* **What is being asked**
How many lines below hold "during"? Answer with only the number.

* **Collected data**
+---+
PR #220, opened 2021-12-21
Fix using `setRoutes()` or `addRoutes()`

### LINKED ISSUE #190: Add back in the routes feature for the "ease of use" package feature

girardinsamuel:
When `setRoutes` or `addRoutes` method are called during tests, routes will be registered only during the lifetime of the test. This will ease having idempotent and isolated tests.

- Routes registering during tests has been cleaned. We won't end up with 300 routes at the end of the tests anymore
- It fixes #190

### DIFF
--- a/src/masonite/routes/HTTPRoute.py
+++ b/src/masonite/routes/HTTPRoute.py
@@ -38,6 +38,9 @@ class HTTPRoute:
         self.controller_bindings = controller_bindings
         self.compile_route_to_regex()
 
+    def __str__(self):
+        return f"<HttpRoute [{self._name}]: {self.url}>"
+
     def match(self, path, request_method, subdomain=None):
 
         route_math = (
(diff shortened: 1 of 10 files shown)


src/masonite/tests/TestCase.py
```diff
@@ -138,12 +147,12 @@ def fetch(self, route, data=None, method=None):
...
             request.header(name, value)
 
-        route = self.application.make("router").find(route, method)
+        route = self.application.make("router").find(path, method)
         if route:
             return self.application.make("tests.response").build(
                 self.application, request, response, route
             )
-        raise Exception(f"No route found for {route}")
+        raise Exception(f"No route found for url {path}")
```
girardinsamuel, line 155: Instead of printing `No route found for None` we get `No route found for /not-existing`.  `route` which was None in L150 was shadowing `route` arg provided to the function

src/masonite/routes/HTTPRoute.py
```diff
@@ -38,6 +38,9 @@ def __init__(
         self.controller_bindings = controller_bindings
         self.compile_route_to_regex()
 
+    def __str__(self):
```
girardinsamuel, line 41: Really easier to debug to have a clear and unique reprensation of the object in console.

josephmancuso (approved):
+---+
* **Written answer**
2